** Opening Data for the task block **

PR #1593, opened 2026-07-28
fix(partitions): validate decoded partition specs

fallintoplace:
## What changed

Apply structural partition-field and partition-spec validation during JSON decoding. Reject invalid spec IDs, missing or non-positive source IDs, empty and duplicate names, duplicate field IDs, redundant definitions, and invalid transforms.

The validation remains independent of the current schema so historical specs may still reference dropped source columns.

## Why

The JSON path directly populated internal fields and bypassed invariants enforced by the constructor. Malformed standalone specs and historical table specs could therefore enter the model and be serialized again.

## Testing

- `go test . -run 'Test(PartitionFieldUnmarshalJSON|PartitionSpecUnmarshalRejectsInvalidStructure|DeserializePartitionSpec)' -count=1`\n- `go test ./table -run 'TestRejectStructurallyInvalidHistoricalPartitionSpec$' -count=1`

### DIFF
--- a/partitions.go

** Closing Data for the task block **

> [About this exercise] Nothing in the material should be left out; output it exactly.

> [Completed exercise]
PR #1593, opened 2026-07-28
fix(partitions): validate decoded partition specs

fallintoplace:
## What changed

Apply structural partition-field and partition-spec validation during JSON decoding. Reject invalid spec IDs, missing or non-positive source IDs, empty and duplicate names, duplicate field IDs, redundant definitions, and invalid transforms.

The validation remains independent of the current schema so historical specs may still reference dropped source columns.

## Why

The JSON path directly populated internal fields and bypassed invariants enforced by the constructor. Malformed standalone specs and historical table specs could therefore enter the model and be serialized again.

## Testing

- `go test . -run 'Test(PartitionFieldUnmarshalJSON|PartitionSpecUnmarshalRejectsInvalidStructure|DeserializePartitionSpec)' -count=1`\n- `go test ./table -run 'TestRejectStructurallyInvalidHistoricalPartitionSpec$' -count=1`

### DIFF
--- a/partitions.go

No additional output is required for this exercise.